* _What the task asks_: Your answer should be an exact copy of the data.

Entries taken from a collection
========================================

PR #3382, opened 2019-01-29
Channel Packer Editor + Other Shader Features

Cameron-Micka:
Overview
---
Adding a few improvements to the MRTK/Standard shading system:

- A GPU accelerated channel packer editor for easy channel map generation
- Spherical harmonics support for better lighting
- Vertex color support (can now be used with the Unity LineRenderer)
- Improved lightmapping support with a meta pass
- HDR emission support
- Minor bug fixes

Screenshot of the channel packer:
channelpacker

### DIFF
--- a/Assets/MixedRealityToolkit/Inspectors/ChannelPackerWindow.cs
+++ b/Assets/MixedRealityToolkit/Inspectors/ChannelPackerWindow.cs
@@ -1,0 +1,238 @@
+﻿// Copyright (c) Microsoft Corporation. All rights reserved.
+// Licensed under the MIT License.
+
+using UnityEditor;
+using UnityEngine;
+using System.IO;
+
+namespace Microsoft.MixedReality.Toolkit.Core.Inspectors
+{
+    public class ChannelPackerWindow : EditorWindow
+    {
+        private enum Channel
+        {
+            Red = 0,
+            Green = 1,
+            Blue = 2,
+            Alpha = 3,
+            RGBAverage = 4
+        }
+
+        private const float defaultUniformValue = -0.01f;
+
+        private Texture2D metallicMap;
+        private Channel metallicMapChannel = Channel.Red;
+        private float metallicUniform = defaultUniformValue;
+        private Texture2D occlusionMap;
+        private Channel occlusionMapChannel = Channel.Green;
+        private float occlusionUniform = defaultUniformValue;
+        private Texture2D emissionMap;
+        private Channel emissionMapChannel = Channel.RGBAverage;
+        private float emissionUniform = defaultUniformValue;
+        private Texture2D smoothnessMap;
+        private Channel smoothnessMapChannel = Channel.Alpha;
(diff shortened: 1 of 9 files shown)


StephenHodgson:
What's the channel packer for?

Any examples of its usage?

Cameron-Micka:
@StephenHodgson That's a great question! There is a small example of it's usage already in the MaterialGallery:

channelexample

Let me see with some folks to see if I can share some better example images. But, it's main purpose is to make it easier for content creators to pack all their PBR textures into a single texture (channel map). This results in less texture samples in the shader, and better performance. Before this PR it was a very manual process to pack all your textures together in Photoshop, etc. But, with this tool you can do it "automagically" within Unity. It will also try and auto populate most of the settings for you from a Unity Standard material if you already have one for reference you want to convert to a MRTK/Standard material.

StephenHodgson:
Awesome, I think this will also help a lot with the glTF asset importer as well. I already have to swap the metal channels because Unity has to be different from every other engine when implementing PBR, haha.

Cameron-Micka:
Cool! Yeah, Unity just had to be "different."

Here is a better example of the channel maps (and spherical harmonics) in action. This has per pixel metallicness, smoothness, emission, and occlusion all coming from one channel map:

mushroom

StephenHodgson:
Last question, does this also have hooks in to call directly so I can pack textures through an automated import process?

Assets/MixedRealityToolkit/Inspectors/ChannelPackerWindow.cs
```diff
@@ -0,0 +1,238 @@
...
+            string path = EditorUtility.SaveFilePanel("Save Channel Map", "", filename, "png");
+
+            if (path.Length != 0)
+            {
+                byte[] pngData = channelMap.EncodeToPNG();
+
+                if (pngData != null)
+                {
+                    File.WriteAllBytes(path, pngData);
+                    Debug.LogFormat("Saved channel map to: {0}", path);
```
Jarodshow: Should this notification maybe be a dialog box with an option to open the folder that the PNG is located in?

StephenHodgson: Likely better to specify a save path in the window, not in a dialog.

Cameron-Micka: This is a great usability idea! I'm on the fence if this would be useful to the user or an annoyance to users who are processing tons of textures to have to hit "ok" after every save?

========================================

* _Response box_:
PR #3382, opened 2019-01-29
Channel Packer Editor + Other Shader Features

Cameron-Micka:
Overview
---
Adding a few improvements to the MRTK/Standard shading system:

- A GPU accelerated channel packer editor for easy channel map generation
- Spherical harmonics support for better lighting
- Vertex color support (can now be used with the Unity LineRenderer)
- Improved lightmapping support with a meta pass
- HDR emission support
- Minor bug fixes

Screenshot of the channel packer:
channelpacker

### DIFF
--- a/Assets/MixedRealityToolkit/Inspectors/ChannelPackerWindow.cs
+++ b/Assets/MixedRealityToolkit/Inspectors/ChannelPackerWindow.cs
@@ -1,0 +1,238 @@
+﻿// Copyright (c) Microsoft Corporation. All rights reserved.
+// Licensed under the MIT License.
+
+using UnityEditor;
+using UnityEngine;
+using System.IO;
+
+namespace Microsoft.MixedReality.Toolkit.Core.Inspectors
+{
+    public class ChannelPackerWindow : EditorWindow
+    {
+        private enum Channel
+        {
+            Red = 0,
+            Green = 1,
+            Blue = 2,
+            Alpha = 3,
+            RGBAverage = 4
+        }
+
+        private const float defaultUniformValue = -0.01f;
+
+        private Texture2D metallicMap;
+        private Channel metallicMapChannel = Channel.Red;
+        private float metallicUniform = defaultUniformValue;
+        private Texture2D occlusionMap;
+        private Channel occlusionMapChannel = Channel.Green;
+        private float occlusionUniform = defaultUniformValue;
+        private Texture2D emissionMap;
+        private Channel emissionMapChannel = Channel.RGBAverage;
+        private float emissionUniform = defaultUniformValue;
+        private Texture2D smoothnessMap;
+        private Channel smoothnessMapChannel = Channel.Alpha;
(diff shortened: 1 of 9 files shown)


StephenHodgson:
What's the channel packer for?

Any examples of its usage?

Cameron-Micka:
@StephenHodgson That's a great question! There is a small example of it's usage already in the MaterialGallery:

channelexample

Let me see with some folks to see if I can share some better example images. But, it's main purpose is to make it easier for content creators to pack all their PBR textures into a single texture (channel map). This results in less texture samples in the shader, and better performance. Before this PR it was a very manual process to pack all your textures together in Photoshop, etc. But, with this tool you can do it "automagically" within Unity. It will also try and auto populate most of the settings for you from a Unity Standard material if you already have one for reference you want to convert to a MRTK/Standard material.

StephenHodgson:
Awesome, I think this will also help a lot with the glTF asset importer as well. I already have to swap the metal channels because Unity has to be different from every other engine when implementing PBR, haha.

Cameron-Micka:
Cool! Yeah, Unity just had to be "different."

Here is a better example of the channel maps (and spherical harmonics) in action. This has per pixel metallicness, smoothness, emission, and occlusion all coming from one channel map:

mushroom

StephenHodgson:
Last question, does this also have hooks in to call directly so I can pack textures through an automated import process?

Assets/MixedRealityToolkit/Inspectors/ChannelPackerWindow.cs
```diff
@@ -0,0 +1,238 @@
...
+            string path = EditorUtility.SaveFilePanel("Save Channel Map", "", filename, "png");
+
+            if (path.Length != 0)
+            {
+                byte[] pngData = channelMap.EncodeToPNG();
+
+                if (pngData != null)
+                {
+                    File.WriteAllBytes(path, pngData);
+                    Debug.LogFormat("Saved channel map to: {0}", path);
```
Jarodshow: Should this notification maybe be a dialog box with an option to open the folder that the PNG is located in?

StephenHodgson: Likely better to specify a save path in the window, not in a dialog.

Cameron-Micka: This is a great usability idea! I'm on the fence if this would be useful to the user or an annoyance to users who are processing tons of textures to have to hit "ok" after every save?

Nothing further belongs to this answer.